* Euro hit hard across the board
* ECB pondered rate cut, sees economy shrinking next year
* U.S. jobs data next event risk
By Ian Chua
SYDNEY, Dec 7 (Reuters) - The euro languished at one-week lows against the greenback on Friday, having suffered a major setback after the European Central Bank painted a bleak outlook for the euro zone and discussed cutting interest rates.
The single currency fell nearly 1 percent to $1.2950, posting its biggest one-day loss in a month and retreating from a seven-week peak of $1.3127 set mid-week.
“The main trigger for the sharply negative euro reaction was the mention of a ‘wide’ discussion over rate cuts, while Mr. Draghi also said the ECB was ‘operationally ready’ for negative rates,” said BNP Paribas strategist Vassili Serebriakov.
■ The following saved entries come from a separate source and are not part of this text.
PR #771, opened 2019-01-30
Legic TagSim: increased reader timeout

drandreas:
Bug reports from @raphCode and @uhei over at the RfidResearchGroup/proxmark3#83 have shown that the tag to rwd timeout is too short.

I still don't know that the best choice is. If the timeout is too short the tag returns too early to idle. If the timeout is too long the tag might never return to idle since it considers reconnects to be still the old connection. That sed both reported success with the new timeout.

### DIFF
--- a/armsrc/legicrfsim.c
+++ b/armsrc/legicrfsim.c
@@ -51,7 +51,7 @@ static uint32_t last_frame_end; /* ts of last bit of previews rx or tx frame */
 #define RWD_TIME_PAUSE        4 /* 18.9us */
 #define RWD_TIME_1           21 /* RWD_TIME_PAUSE 18.9us off + 80.2us on = 99.1us */
 #define RWD_TIME_0           13 /* RWD_TIME_PAUSE 18.9us off + 42.4us on = 61.3us */
-#define RWD_CMD_TIMEOUT      40 /* 40 * 99.1us (arbitrary value) */
+#define RWD_CMD_TIMEOUT     120 /* 120 * 99.1us (arbitrary value) */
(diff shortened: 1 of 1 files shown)


raphCode:
I am by far not an expert on legic tags, but did the old timeouts work on some (faster?) readers or maybe smaller cards? It must be tested as working in some situation. 
Maybe the timeout can be adjusted dynamically?

drandreas:
The [Schema](../tree/master/doc/proxmark3_schema.pdf) on Page 4 has a comparator on the analog receive path and the associated signal CROSS_HI. That signal is the recovered clock, generated by the reader.

The correct way of doing the connection management would use this signal.

pwpiwi:
I don't think that the CROSS_HI signal is a good candidate for clock sync.
* the reader will modulate it, i.e. it will be absent for some time
* the comparator makes a good noise amplifier
* afaik some board revisions have removed the comparator for whatever reason

Do you think it is necessary to sync on the reader's clock? The clocks of reader and PM3 shouldn't drift that much within the time of a command-response pair.

drandreas:
Sorry for not explaining my idea in more detail previously. The question brought up by @raphCode was about making the timeout dynamic to deal with readers that do subsequent accesses slower then others.

The current approach is detecting code violations on one hand and trigger on long gabs between subsequent request on the other hand.

While writing the above lines I was thinking of detecting the absence of the carrier using CROSS_HI. Thinking about it again that’s no different then the code violation detector already implemented.

In essence the timeout only catches cases where the carrier is on but no request will be received received ever. This should never happen.

Issue #773, opened 2019-02-02
FIDO U2F authenticator not detected anymore since PR #769


Fl0-0:
Since PR #769 my NFC FIDO2 is not detected: `FIDO2 version not exists (6700 - Wrong length)`

 ```
FIDO U2F authenricator detected. Version: U2F_V2          
FIDO2 version not exists (6700 - Wrong length). 
```

Reverted to  #437035a75b2737d0b36886bc2bacaeb0219c6325 it works:

```
FIDO U2F authenricator detected. Version: U2F_V2          
FIDO2 version CBOR decoded:          
Map[
  1 (versions): Array[
    U2F_V2
    FIDO_2_0
  ]
  2 (extensions): Array[
    hmac-secret
  ]
...
```

I think the cause  is the changes made in client/fido/fidocore.c .

merlokk:
I'll look.  What authenticator do you have?

Fl0-0:
I use a YubiKey 5 NFC.

merlokk:
works

Fl0-0:
Yes ! Thanks @merlokk

PR #775, opened 2019-02-02
fido fix

merlokk:
fido fix.

do not merge! needs to check emv

### DIFF
--- a/client/emv/emvcore.c
+++ b/client/emv/emvcore.c
@@ -308,11 +308,11 @@ static int EMVExchangeEx(EMVCommandChannel channel, bool ActivateField, bool Lea
 		return 200;
 	}
 
-	if (Result[*ResultLen-2] == 0x61) {
+/*	if (Result[*ResultLen-2] == 0x61) {
 		uint8_t La = Result[*ResultLen-1];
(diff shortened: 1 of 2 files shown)


merlokk:
fixed #773

merlokk:
EMVExchangeEx ?

merlokk:
or maybe rewrite 
```
	if (Result[*ResultLen-2] == 0x61) {
		uint8_t La = Result[*ResultLen-1];
		uint8_t get_response[5] = {apdu[0], ISO7816_GET_RESPONSE, 0x00, 0x00, La};
		return EMVExchangeEx(channel, false, LeaveFieldON, get_response, sizeof(get_response), Result, MaxResultLen, ResultLen, sw, tlv);
	}
```

because here may be not only 1 block. 
here may be several blocks one by one.

merlokk:
there is an external loop here
https://github.com/Proxmark/proxmark3/blob/master/client/fido/fidocore.c#L183

maybe make different command like `EMVExchangeAll` or like that and put there this logic?
and move there all the functionality with GetData command

pwpiwi:
I see. But don't we need such alloop for the EMV functionalities as well?

Let's merge first to fix the broken fido command...

PR #783, opened 2019-02-09
fixed path error

assasinfil:
In Windows client, the path is generated incorrectly, which makes reading the json file not working.
```
proxmark3> emv roca
INFO: Channel: CONTACTLESS
--> PPSE.
|------------------|--------|-------------------------|
|    AID           |Priority| Name                    |
|------------------|--------|-------------------------|
|a0000000000000    |   01   |Visa Debit               |
|------------------|--------|-------------------------|

-->Selecting AID:a0000000000000.

* Init transaction parameters.
* * Transaction parameters loading from JSON...
Load params: json error on line -1: unable to open D:\Programs\proxmark3\win64\emv/defparams.json: No such file or directory
-->Calc PDOL.
INFO: PDOL data[113]: 00 00 00 00 00 00 00 00 00 00 00 00 00 00 00 00 00 00 00 00 00 00 00 00 00 00 00 00 00 00 00 00 00 00 00 00 00 00 00 00 00 00 00 00 00 00 00 00 00 00 00 00 00 00 00 00 00 00 00 00 00 00 00 00 00 00 00 00 00 00 00 00 00 00 00 00 00 00 00 00 00 00 00 00 00 00 00 00 00 00 00 00 00 00 00 00 00 00 00 00 00 00 00 00 00 00 00 00 00 00 00 00 00
INFO: -->GPO.
INFO: -->Read records from AFL.
INFO: --->SFI[01] start:03 end:03 offline:00
INFO: ---->SFI[01] 3 
```
Fixes #
Changed / to \

### DIFF
--- a/client/emv/emvjson.c
+++ b/client/emv/emvjson.c
@@ -305,7 +305,7 @@ bool ParamLoadFromJson(struct tlvdb *tlv) {
 	}
 
 	// current path + file name
-	const char *relfname = "emv/defparams.json"; 
+	const char *relfname = "emv\defparams.json"; 
 	char fname[strlen(get_my_executable_directory()) + strlen(relfname) + 1];
 	strcpy(fname, get_my_executable_directory());
 	strcat(fname, relfname);


merlokk:
needs to add some defines. as i see it works wo issues on win. what environment do you have?

pwpiwi:
Seems to be untested. Would need \\\\ to work as intended. And mingw environment works with / as well.

assasinfil:
> needs to add some defines. as i see it works wo issues on win. what environment do you have?

I worked on windows 10.
Paths to windows should be written with a backslash, it may be necessary to check the type of system and depending on the system use that slash

pwpiwi:
I am using Windows 10 as well. The / in paths is translated by the mingw environmentt and therefore works. See also https://github.com/Proxmark/proxmark3/blob/c719d385ef376c848eb881565af23a8e304362d7/client/emv/emv_pk.c#L495 or https://github.com/Proxmark/proxmark3/blob/c719d385ef376c848eb881565af23a8e304362d7/client/cmdhfmfhard.c#L45.

Do you use the ProxSpace environment to compile the code?

assasinfil:
Yes, I use ProxSpace to compile, but the compiler does not change the path

pwpiwi:
Maybe the issue is simpler than expected. Is there a file D:\Programs\proxmark3\win64\emv\defparams.json on your machine? Why is there a "win64" in the path?

PR #786, opened 2019-02-16
Add raw HF signal plotting

pwpiwi:
* new fpga module hi_get_trace.v - store A/D converter output to circular buffer on FPGA
* new command 'hf plot' - pull data from FPGA and display it in Graph Window


pwpiwi:
This one is meant for developers and users who are interested in the HF signals as they appear after the RF signal path (at the input to the FPGA).

E.g. it is now obvious why hf 14a reader has issues when the distance between antenna and card is **too short**:

plot_example2

The signal is clipped and therefore the first peak of the card's response lacks more or less of the subcarrier. In the example you see a corrupted ATQA response.

pwpiwi:
How it works and how to use it:
* Run any hf commands as usual. 
* The signal at the A/D converter output is stored in a ring buffer on the FPGA.  This happens automatically and in parallel to the usual functions.
* When FPGA is switched off (or explicitely when `FpgaDisableTracing()` is called) the contents of the ring buffer are frozen.
* The contents are displayed by running "hf plot"
* The trace buffer is not affected. You can still use "hf list" before or after "hf plot"
* Currently, the sampling frequency is 13,56MHz/8, i.e. you get 2 samples for a 848kHz signal period.
* The ring buffer has 3kBytes., samples are 8Bit. I.e. this is enough for a 1,8ms trace.
* TODO; allow setting sample frequency and bit width...

Fl0-0:
Impressive work @pwpiwi !

Fl0-0:
A question:
Can you use more ram (>3kB) for your circular buffer ?

The Spartan-II FPGA Family Datasheet says:

| Device | Logic Cells | System Gates (Logic and RAM) | CLB Array (R x C) | Total CLBs | Maximum Available User I/O | Total Distributed RAM Bits | Total Block RAM Bits |
|---|---|---|---|---|---|---|---|
| XC2S30 | 972 | 30,000 | 12 x 18 | 216 | 92 | 13,824 | 24K |

pwpiwi:
No. I have used all Block-RAM (3kBytes = 24kBits).

Fl0-0:
OK

PR #796, opened 2019-02-28
chip manufacturer and type identification:

pwpiwi:
* add more manufacturers
* refactor chipID decoding
* move to separate file taginfo.[ch]

### DIFF
--- a/client/cmdhf14a.c
+++ b/client/cmdhf14a.c
@@ -36,10 +36,6 @@
 static int CmdHelp(const char *Cmd);
 static int waitCmd(uint8_t iLen);
 
-// iso14a apdu input frame length
-static uint16_t frameLength = 0;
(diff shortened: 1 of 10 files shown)


client/cmdhf14a.c
```diff
@@ -31,104 +31,14 @@
...
-	
-	for ( i = 0; i < len; ++i ) 
-		if ( uid == manufactureMapping[i].uid) 
-			return manufactureMapping[i].desc;
-
-	//No match, return default
-	return manufactureMapping[len-1].desc; 
-}
+// iso14a apdu input frame length
+static uint16_t frameLength = 0;
```
Fl0-0: `frameLength` is defined but not used:

```
cmdhf14a.c:40:17: warning: ‘frameLength’ defined but not used [-Wunused-variable]
 static uint16_t frameLength = 0;
                 ^~~~~~~~~~~
```

PR #797, opened 2019-03-07
fix LED signalling in hf 15 snoop and hf 14a snoop

pwpiwi:
* LED_A (yellow): PM3 is active (snooping)
* LED_B (green): reader is sending a command
* LED_C (red): tag is sending a reply


pwpiwi:
Thanks to Florin_escu for reporting the inconsistencies (http://www.proxmark.org/forum/viewtopic.php?id=6191)

PR #802, opened 2019-03-15
Added some LED utility functions

sgama:
Just added a couple of LED utility functions. Namely all off and inverted.

I'm a backend developer so most of my debugging is done through the LEDs. Wanted to get feedback on whether this is a welcome change or not.


pwpiwi:
Nice. And every contribution is welcome.

Issue #806, opened 2019-03-26
LF broken since #803


Fl0-0:
LF commands are broken since PR #803 .
Tested `lf search, lf t55xx, lf em, lf hid, lf viking` ...

Somethings to do with armsrc changes, i think .

```
proxmark3> lf search
NOTE: some demods output possible binary
  if it finds something that looks like a tag          
False Positives ARE possible
          

Checking for known tags:
          
Waiting for a response from the proxmark...          
You can cancel this operation by pressing the pm3 button 
```

pwpiwi:
Interesting. Didn't touch any LF-related source but broke everything. Please try PR #807.

Fl0-0:
Tested it's OK now,
Thx

PR #807, opened 2019-03-26
fix FpgaSetupSsc() (issue #806)

pwpiwi:
* ouch! Be aware that same major modes are used in LF and HF!

This should fix issue #806.


Fl0-0:
It works, thx @pwpiwi 
Let's merge this fix.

ECB President Mario Draghi said policy makers talked about cutting its main 0.75 percent policy rate before opting to leave it on hold, even as it slashed forecasts for growth. It also touched on the idea of cutting its deposit rate into negative territory.
The euro was last at $1.2967, with immediate support seen around $1.2949, a level representing the 38.2 percent retracement of its Nov 13-Dec 5 rally.
Against the yen, the euro was also nearly 1 percent lower at 106.81. It suffered losses of more than 1 percent versus the Australian and New Zealand currencies.
The slid in the euro helped push the dollar index up 0.6 percent to 80.237, rebounding from a six-week trough plumbed mid-week.
Traders said any follow-through euro selling in Asia may be limited ahead of U.S. non-farm payrolls report due 1330 GMT. Analysts polled by Reuters expect a sharp slowdown in employment growth due to the disruption caused by superstorm Sandy.
“We may see the reserve currency consolidate over the next 24-hours of trading as job growth in the world’s largest economy is expected to expand at a slower pace,” said David Song, currency analyst at DailyFX.
Any weakness in the closely watched report would also reinforce expectations that the Federal Reserve will announce a new round of Treasury bond purchases to replace its expiring Operation Twist programme at next week’s meeting.
Such action could keep investors from getting too enthusiastic about the greenback.
Meanwhile, the Australian dollar showed little sign of backing down after a surprisingly firm employment report on Thursday prompted markets to trim chances of an interest rate cut at the Reserve Bank of Australia’s next meeting in February.
The Aussie reached $1.0515, a high not seen since September, before profit-taking took it down a notch to $1.0478. It’s resilience is remarkable given this week’s interest rate cut and a slew of data pointing to a less rosy outlook for the local economy.
Trade data due at 0030 GMT will probably support the view of slower growth, with analysts expecting a wider trade deficit of A$2.05 billion in October.